Bradley makes stop at College during NH trip

Former New Jersey Senator Bill Bradley, the first candidate in the 2000 presidential race to come to Dartmouth, spoke to students yesterday about campaign finance reform, the war in Kosovo and Vice President Al Gore.

In a discussion meeting sponsored by The Dartmouth and WDCR, Bradley spoke extensively on the role of money in politics and alluded to concerns he had over President Clinton's Kosovo strategy, although he declined to specifically criticize the current administration's handling of the situation.

While admitting that campaign finance reform is not high on voters' priority lists, Bradley said reform of the system is essential to maintaining fair democratic elections -- an issue he has made central to his campaign platform.

"Money detrimentally distorts the democratic process," Bradley said. Currently "fundraising starts the democratic process ... I want to return politics to an exchange of ideas, not a ruling of special interests."

Bradley said he would hold himself "to a higher standard" than other candidates do when it comes to this issue, a favorite of Bradley's. As senator, Bradley pushed for tough new campaign finance laws but now is faced with the difficult position of competing in an electoral system which still does not have those restrictions while not appearing to be hypocritical.

Bradley said he would not put himself in a diminished position in terms of financing his campaign, but said he would also not utilize loopholes that currently exist in campaign laws, as others do.
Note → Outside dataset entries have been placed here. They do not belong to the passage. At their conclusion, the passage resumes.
PR #739, opened 2019-07-10
[MRG] Dataverse content provider

Xarthisius:
This PR add support for Dataverse datasets as content provider for repo2docker, e.g.:

```
repo2docker doi:10.7910/DVN/6ZXAGT
repo2docker https://dataverse.harvard.edu/file.xhtml?persistentId=doi:10.7910/DVN/6ZXAGT/3YRRYJ
```

It's very much a WIP, but I'd like to solicit feedback at this point if that's a good way to go. Related to https://github.com/IQSS/dataverse/issues/4714

Since it's very similar to Zenodo provider, I abstracted parts of it into base `DOIHandler` class. Additional refactoring is probably still possible, as I duplicated a lot of code.

TODO:
- [x] add tests
- [x] refactor `fetch` to remove code duplicated with Zenodo content provider.


betatim:
Do we want to allow `repo2docker doi:10.7910/DVN/6ZXAGT`? It looks like a URL but isn't. I don't think we can make it `doi://` can we/should we? Do we even need a prefix or can we keep it prefix-less? The only time we end up with a problem is when there is a directory with the same name as the DOI and the user didn't mean to use it. I'd be Ok with saying that is a rare edge case.

Is it "standard" to do something like `doi:...`? I have no idea :-/

Xarthisius:
> Do we want to allow `repo2docker doi:10.7910/DVN/6ZXAGT`? It looks like a URL but isn't. I don't think we can make it `doi://` can we/should we? Do we even need a prefix or can we keep it prefix-less? The only time we end up with a problem is when there is a directory with the same name as the DOI and the user didn't mean to use it. I'd be Ok with saying that is a rare edge case.
> 
> Is it "standard" to do something like `doi:...`? I have no idea :-/

I'm certainly not an expert in this field, but there are other types of persistent digital objects identifiers (DOI is kinda a loaded term...), one example is handle.net (e.g. hdl:1902.1/12379). They have similar structure as you can see some_number_prefix/some_other_number, but they resolve the same way. Check out:

```
curl -IL https://doi.org/hdl:1902.1/12379
```

With Zenodo you just got lucky ;)

betatim:
I am now thinking that I misunderstood what you are proposing :) I thought you were suggesting that we should make `repo2docker doi:1902.1/12379` the required way of specifying a DOI and remove `repo2docker 1902.1/12379` as a legal option. Now I think you are not suggesting that and instead pointing out that DOIs come in many flavours and that we can treat them all at the same time. If that isn't right then please help me ;)

```
curl -IL https://doi.org/hdl:1902.1/12379
curl -IL https://doi.org/doi:1902.1/12379
curl -IL https://doi.org/1902.1/12379
curl -IL https://doi.org/doi:10.5281/zenodo.3208700
curl -IL https://doi.org/10.5281/zenodo.3208700
```
all seem to be legal and "do the right thing". Which is pretty cool actually :) Now I'm thinking that we should allow both forms and encourage people to use one with "prefix" when there could be ambiguity (is it true that no prefix means "use the default" and the default is "doi:"?).

i will try and take a look at the code tomorrow.

pdurbin:
> DOIs come in many flavours

Yes. The craziest DOI I'm aware of is [https://doi.org/10.1002/(sici)1099-1409(199908/10)3:6/7<672::aid-jpp192>3.0.co;2-8](https://doi.org/10.1002/(sici)1099-1409(199908/10)3:6/7<672::aid-jpp192>3.0.co;2-8)

That said, in practice, I don't think you'll see DOIs in the wild like this very often, thankfully. 😄 

@betatim mostly I dropped by to say thanks for taking a look at this pull request!! 🎉 🎉 🎉  (And thank you to @Xarthisius for making it, of course!! 🎉 🎉 🎉 ) I have some thoughts on URLs to pass to mybinder.org (what's possible today from "external tools" in Dataverse) but I decided to throw it into a comment in our "Binderverse" issue for now: https://github.com/IQSS/dataverse/issues/4714#issuecomment-510594346 . I'm wondering where to have the conversation about Binder URLs. I assume the BinderHub repo but wherever is fine with me. Please let me know. 😄 

@Xarthisius is aware that Dataverse supports an alternative to DOI called Handle. Collectively, people seem to refer to DOIs, Handles, and other identifiers as Persistent IDs (PIDs). There's even a conference called https://pidapalooza.org some colleague of mine attended earlier in the year and a new forum at https://www.pidforum.org where we can ask questions about PIDs.

http://hdl.handle.net/11529/10016 is an example of what a Handle might look like. When you click it, it should resolve to a landing page on an installation of Dataverse that looks like the screenshot below.

Screen Shot 2019-07-11 at 6 16 09 PM

I don't have the numbers on the 46 installations of Dataverse but I'd say most of them use DOIs rather than Handles.

I can't emphasize enough how thrilled I am about this pull request. A few weeks ago a gave a demo of launching a Jupyter Notebook from a dataset in Dataverse using Whole Tale and while I did touch on Binder in my talk, I'd love to do a similar demo with Binder in the future. You'll find a Binder screenshot and a transcript in the write up of my talk: https://scholar.harvard.edu/pdurbin/blog/2019/jupyter-notebooks-and-crazy-ideas-for-dataverse

betatim:
After a quick browse on the train to EuroPython: LGTM 🎉!

A few questions for my education, maybe we can turn some into comments in the code so people from the future find them.

* the `dataverse.json` is needed to detect if the link we get from resolving a DOI points to a dataverse instance right? We should add instructions on how to get and update this file. I assume it'll need updating every few months? Is there a way to make a request to a "potential dataverse" host to find out if it is indeed one? I checked the `Server` response header but thtat doesn't contain anything. Maybe there is a well known endpoint like `/versions` or `/status` or some such that we could query instead of having a list that we will need to update?
* when fetching files we build a list of file IDs we want to fetch and then receive a zip file containing all of them? I left a comment in `fetch` where maybe we can add a comment. I read the code a few times to convince myself that it did do that (I think), so a comment would help

For the code formatting pedant in me: can we stick to `snake_case` as much as possible please?

I look forward to tests and refactoring. (Will the `is_doi()` functions keep working with `doi:1234.2/3425`?)

pdurbin:
> * I checked the `Server` response header but thtat doesn't contain anything. Maybe there is a well known endpoint like `/versions` or `/status` or some such that we could query instead of having a list that we will need to update?

Yes! Once you know the hostname of the potential Dataverse installation (due to the DOI resolving to it), you can check if the host indeed is running Dataverse by going to /api/info/version like this:

https://demo.dataverse.org/api/info/version

The expected response is something like this:

```
{
  "status": "OK",
  "data": {
    "version": "4.15.1",
    "build": "1377-701b56b"
  }
}
```

Obviously, this **could** be some other software but I suspect it's enough of a fingerprint to be pretty sure it's Dataverse. 😄 

> * when fetching files we build a list of file IDs we want to fetch and then receive a zip file containing all of them?

One of the things to look out for here is that Dataverse installations can limit the size of the zip file that is constructed on the fly based this (potentially long) list of file IDs. The default is 100 MB as mentioned at http://guides.dataverse.org/en/4.15.1/installation/config.html#zipdownloadlimit . If you can't get all the files at once, you could switch to downloading them individually.

nuest:
Needs an update if #788 is merged, overlapping refactoring of an abstract DOI-provider class.

Xarthisius:
> Needs an update if #788 is merged, overlapping refactoring of an abstract DOI-provider class.

Thanks for the heads up @nuest ! I'll rebase when it happens. I'd really love to finish this off, but I'm constantly swamped with other work :(

pdurbin:
@Xarthisius thanks for resolving those merge conflicts!! 🎉 🎉 🎉  One thing I noticed over at pull request #788 is that @nuest had "WIP" in the title of his pull request initially but @betatim encourage him to switch it to "MRG" at https://github.com/jupyter/repo2docker/pull/788#issuecomment-530384418 saying, "We also change the title from WIP to MRG when it is ready for reviewing (and then maybe merge)."

So should we switch the title to MRG? Are you ready for review? If not, is there any help you need?

It looks like the entire process is documented at https://repo2docker.readthedocs.io/en/latest/contributing/contributing.html#guidelines-to-getting-a-pull-request-merged and here's a screenshot with the MRG bit highlighted in blue:

Screen Shot 2019-09-13 at 8 20 21 AM

Thanks!!!

Xarthisius:
Thank you @pdurbin, I'm aware of r2d contributing process. This PR is still a WIP cause it's literally a work in progress. If you could kindly read this PR's description, you'll notice a TODO list that I'd like to get done before switching status to MRG.

However, if you want to push it across the finish line faster, by all means, just take the code and continue working on it.

pdurbin:
@Xarthisius perfect! Thanks for explaining! I was completely unaware of the repo2docker contribution process before this week but it makes sense that because you build on top of this project you know all about it. Probably the best way for me to help is with advocating for the "add config to test Dataverse support in repo2docker" issue over at https://github.com/IQSS/dataverse-jenkins/issues/13

Additionally, I could put a call out on the dataverse-community mailing list to get you some help on the code itself. Just say the word and I'll put out the call!

Thanks!!!

Xarthisius:
I believe it's now in a "reviewable" state. I significantly reduced the complexity of `detect()`. Right now it doesn't handle all possible cases, but I focused on two that are IMHO gonna be most common: doi pointing to a Dataverse resource and url created by Dataverse's External Tools.

repo2docker/contentproviders/dataverse.py
```diff
@@ -0,0 +1,129 @@
...
+            search_url = urlunparse(
+                parsed_url._replace(path="/api/search", query=search_query)
+            )
+            resp = self.urlopen(search_url).read()
+            data = json.loads(resp.decode("utf-8"))["data"]
+            if data["count_in_response"] != 1:
+                self.log.debug("Dataverse search query failed!")
+                self.log.debug("  - doi = " + doi)
+                self.log.debug("  - url = " + url)
+                self.log.debug("  - resp = " + json.dumps(data))
```
nuest: Not that I should convey the impression I know what "pythonic" is, but maybe this log statements looks better this way:

```Python
self.log.debug("Dataverse search query failed!\n - {}\n - {}\n - {}\n".format(doi, url, json.dumps(data))
```

repo2docker/contentproviders/dataverse.py
```diff
@@ -0,0 +1,129 @@
...
+            return self.detect(new_doi)
+        elif parsed_url.path.startswith("/api/access/datafile"):
+            # Raw url pointing to a datafile is a typical output from an External Tool integration
+            entity_id = os.path.basename(parsed_url.path)
+            search_query = "q=entityId:" + entity_id + "&type=file"
+            # Knowing the file identifier query search api to get parent dataset
+            search_url = urlunparse(
+                parsed_url._replace(path="/api/search", query=search_query)
+            )
+            resp = self.urlopen(search_url).read()
```
nuest: Suggest to `log.debug` the URL before you're calling it, could be important error-finding information for users.

repo2docker/contentproviders/dataverse.py
```diff
@@ -0,0 +1,129 @@
...
+            data = json.loads(resp.decode("utf-8"))["data"]
+            if data["count_in_response"] != 1:
+                self.log.debug("Dataverse search query failed!")
+                self.log.debug("  - doi = " + doi)
+                self.log.debug("  - url = " + url)
+                self.log.debug("  - resp = " + json.dumps(data))
+                return
+
+            self.record_id = deep_get(data, "items.0.dataset_persistent_id")
```
nuest: Could there be a case where more than 1 item will be returned? Should you warn about that here?

repo2docker/contentproviders/dataverse.py
```diff
@@ -0,0 +1,129 @@
...
+        elif is_doi(doi):
+            self.record_id = "doi:" + normalize_doi(doi)
```
nuest: In the other DOI-supporting content providers we only store the repository specific identifier here, not the full DOI. Can you briefly confirm that this does not work here, because multiple Dataverse installations can have different DOI schemes?

repo2docker/contentproviders/dataverse.py
```diff
@@ -0,0 +1,129 @@
...
+            headers={"accept": "application/json"},
+        )
+        resp = self.urlopen(req)
+        record = json.loads(resp.read().decode("utf-8"))["data"]
+
+        # In order to fetch entire dataset we build a list of file IDs we want to fetch
+        # and then receive a zip file containing all of them.
+        # TODO: Dataverse has a limit for the zipfile size (see
+        # https://github.com/jupyter/repo2docker/pull/739#issuecomment-510834729)
+        # If size of the dataset is grater than 100MB individual files should be downloaded.
```
nuest: Suggest to open an issue for that in repo2docker and remove the TODO here. 

OTOH, why not only implement an individual file download?

repo2docker/contentproviders/dataverse.py
```diff
@@ -0,0 +1,129 @@
...
+        # if there is only one new subdirectory move its contents
+        # to the top level directory
+        if len(new_subdirs) == 1:
+            d = new_subdirs[0]
+            copytree(os.path.join(output_dir, d), output_dir)
+            shutil.rmtree(os.path.join(output_dir, d))
+
+    @property
+    def content_id(self):
+        """The Dataverse persistent identifier (could use internal dataset_id too)."""
```
nuest: If you stick to the `doi:` prefix, suggest to mention that here. Also, remove the "could use internal dataset_id", if that is not used eventually - see comment above.

setup.py
```diff
@@ -48,7 +78,7 @@
     ],
     packages=find_packages(),
     include_package_data=True,
-    cmdclass=versioneer.get_cmdclass(),
+    cmdclass=__cmdclass,
```
nuest: Interesting mechanism! Does this man the command is executed every time `repo2docker` is installed?
Could you also do it every time a new release is created?

@betatim @minrk Curious what you think about this.

tests/unit/contentproviders/test_dataverse.py
```diff
@@ -0,0 +1,121 @@
...
+        )
+        assert Dataverse().detect("https://doi.org/10.21105/joss.01277") is None
+
+
+@contextmanager
+def dv_archive(prefix="a_directory"):
+    with NamedTemporaryFile(suffix=".zip") as zfile:
+        with ZipFile(zfile.name, mode="w") as zip:
+            zip.writestr("{}/some-file.txt".format(prefix), "some content")
+            zip.writestr("{}/some-other-file.txt".format(prefix), "some more content")
```
nuest: Looking at the test record, it seems like Dataverse also support directories, right?

image

Or is that only a metadata entry of the file source?

In case Dataverse does support nested directories, it would be good to have a test for that, too.

setup.py
Xarthisius: No, that command is only executed whenever you explicitly call `python setup.py generate_dataverse_file`. If you want it to be executed during `install` I'd need to override default `InstallCommand` and add something like `self.run_command("generate_dataverse_file")` to `InstallCommand.run()`.

BTW, I don't think it needs to be regenerated every release (definitely not every install). I added it so that it doesn't get lost.

repo2docker/contentproviders/dataverse.py
Xarthisius: I might be wrong here, but I got the impression that a scenario with a lot of small files is way more popular than just a few big files case in Dataverse repositories. Going with that hunch, I'd rather see one API call than a bazillion calls.

tests/unit/contentproviders/test_dataverse.py
Xarthisius: Sure, I could add that. However, I don't really make any assumptions about zip content in the Dataverse provider, and as such subdirectories don't affect it. There's only one edge case (single directory with content) which is already covered here. All the other cases boil down to unpack the zip and return root directory where it was unpacked.

repo2docker/contentproviders/dataverse.py
pdurbin: @nuest Dataverse supports both DOIs and Handles and collectively we refer to these as "persistent identifiers" or PIDs.

- DOI example: https://dataverse.harvard.edu/dataset.xhtml?persistentId=doi:10.7910/DVN/TJCLKP 
- Handle example: https://data.cimmyt.org/dataset.xhtml?persistentId=hdl:11529/10016

Does this help?

repo2docker/contentproviders/dataverse.py
pdurbin: Let me try to explain the pros and cons of downloading files individually from a Dataverse dataset vs. downloading them as a zip.

## Pros of downloading files individually

- Easier on Dataverse servers that store files on S3 because a "redirect" feature can be enabled such that files are downloading directly from S3 rather than passing through Dataverse servers.
- Easier on Dataverse servers because Dataverse servers do not have to create a zip file on the fly

## Cons of downloading files individually

- In order to know the file hierarchy, you have to parse metadata about the files and look for `directoryLabel` to get path/to/file information. (There can be other potentially interesting metadata about files in there, by the way, such as descriptions.)
- Lots of requests. Bazillion calls.

## Pros of downloading zip files

- Single request.
- Easier to deal with a single file. Just unpack it. The file hierarchy is in the zip file.

## Cons of downloading zip files

- May crash Dataverse servers. Dataverse servers have to construct the zip on the fly. Also when not using the S3 redirect option mentioned above, files pass through Glassfish and Apache.

I hope this helps! I might be forgetting a point or two.

pdurbin:
@Xarthisius @nuest I left a couple comments just now. I hope they're helpful. Please let me know if you have any questions! Thanks!

repo2docker/contentproviders/dataverse.py
pdurbin: Let me try to explain the pros and cons of downloading files individually from a Dataverse dataset vs. downloading them as a zip.

## Pros of downloading files individually

- Easier on Dataverse servers that store files on S3 because a "redirect" feature can be enabled such that files are downloading directly from S3 rather than passing through Dataverse servers.
- Easier on Dataverse servers because Dataverse servers do not have to create a zip file on the fly

## Cons of downloading files individually

- In order to know the file hierarchy, you have to parse metadata about the files and look for `directoryLabel` to get path/to/file information. (There can be other potentially interesting metadata about files in there, by the way, such as descriptions.)
- Lots of requests. Bazillion calls.

## Pros of downloading zip files

- Single request.
- Easier to deal with a single file. Just unpack it. The file hierarchy is in the zip file.

## Cons of downloading zip files

- May crash Dataverse servers. Dataverse servers have to construct the zip on the fly. Also when not using the S3 redirect option mentioned above, files pass through Glassfish and Apache.

I hope this helps! I might be forgetting a point or two.

setup.py
nuest: Thanks for the explanation!

repo2docker/contentproviders/dataverse.py
nuest: Thanks for the elaborate description! That's very helpful.

Re. the `directoryLabel`: that is what is done now in the Zenodo and Figshare providers although I don't think directories are even possible in those repositories, see how `host["download"]` and `host["filename"]` are used in https://github.com/jupyter/repo2docker/blob/master/repo2docker/contentproviders/doi.py#L53

@betatim and @minrk should comment on what is preferable for BinderHub operators.

From a user perspective, I tend towards downloading files individually, because I want things not to break (e.g. if the ZIP would larger then 1 GB) and don't care about load on the servers. The comment says

> "Dataverse has a limit for the zipfile size"

so I think there is no way around implementing individual download (maybe as a second step if the zipfile download fails) unless you'd be fine with not supporting large repos.

tests/unit/contentproviders/test_dataverse.py
nuest: AFAICS this is related to the zip vs. individual download discussion above - can close here.

repo2docker/contentproviders/dataverse.py
pdurbin: I mean, if it's easier to implement zip download first just to get something working, that's fine with me. It should work fine with datasets with small files. 😄 As you see, I'm just trying to explain the pitfalls of creating zip files on the fly from the Dataverse server perspective. (And it's a bad experience for users if the zip file isn't complete, if it only has 5 of the 17 files the user wants because they exceeded the zip size limit.) So yes, downloading individual files, even if it's a bazillion requests, is probably safer.

repo2docker/contentproviders/dataverse.py
Xarthisius: modified the code as suggested

repo2docker/contentproviders/dataverse.py
Xarthisius: I reimplemented fetch to use individual files download

tests/unit/contentproviders/test_dataverse.py
Xarthisius: add code as suggested

repo2docker/contentproviders/dataverse.py
```diff
@@ -0,0 +1,129 @@
...
+        host = next(
+            (
+                host
+                for host in self.hosts
+                if urlparse(host["url"]).netloc == parsed_url.netloc
+            ),
+            None,
+        )
+        if host is None:
+            return
```
betatim: To check I parsed the above lines properly (the use of `next()` to handle the "didn't work" case made me read it a few times), is the following code equivalent (I think yes):
```python
for host_ in self.hosts:
    if urlparse(host_["url"]).netloc == parsed_url.netloc:
        host = host_
else:
    return
```

betatim:
LGTM! Not quite sure why codecov is (that0 unhappy. Merging this now. Thanks for the work and then coming back to finish it off :)

Two more todos for a quick PR:
* add an entry to the changelog
* mention Figshare and Dataverse support in the first paragraph of https://repo2docker.readthedocs.io/

repo2docker/contentproviders/dataverse.py
nuest: Ah OK, I see. Thanks!

nuest:
Working on the docs update PR...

The former Princeton and New York Knicks basketball star declined to talk about his specific opinions on the role of U.S. ground troops in Kosovo, but said he sees some problems with the current administration's handling of the situation.

"You don't want to do anything to undercut our troops in the field so you have to be careful what you say about tactical decisions," Bradley said, but added, "You have to define what success is, clearly, and I'm not sure that's been done ... You never commit armed forces to some place -- you never go in unless you know how to get out."

Bradley also refused to give many specific policy differences between himself and Gore, saying he intended to "explore those more in the fall," but did say in addition to differences on tax and welfare policy, he sees a difference in "life experience."

"I think the vice president has had a life more based in Washington and I think that gives him a different perspective on the American people," Bradley said comparing Gore's largely political life with his which included extensive private work. He also said that as senator he worked on "risky" issues such as taxes, trade and race as opposed to Gore who is more cautious about which issues he tackles.

Bradley said he believes he is the candidate who can more successfully lure independents and Republicans in the general election, if he first wins the primary.

Calling this "the year the young people could rediscover politics," Bradley said the notion of service in politics has been lost and he sees that as one reason why students have become increasingly apathetic to politics.

Bradley served as U.S. Senator from 1979 to 1997 after helping the Knicks win two NBA championships as the starting forward. In the Senate, Bradley was well known as a moderate Democrat for his emphasis on campaign finance and tax reform. He graduated from Princeton University and was awarded a Rhodes Scholarship to study in Oxford University.

He is currently the only candidate challenging Gore for the Democratic Presidential nomination.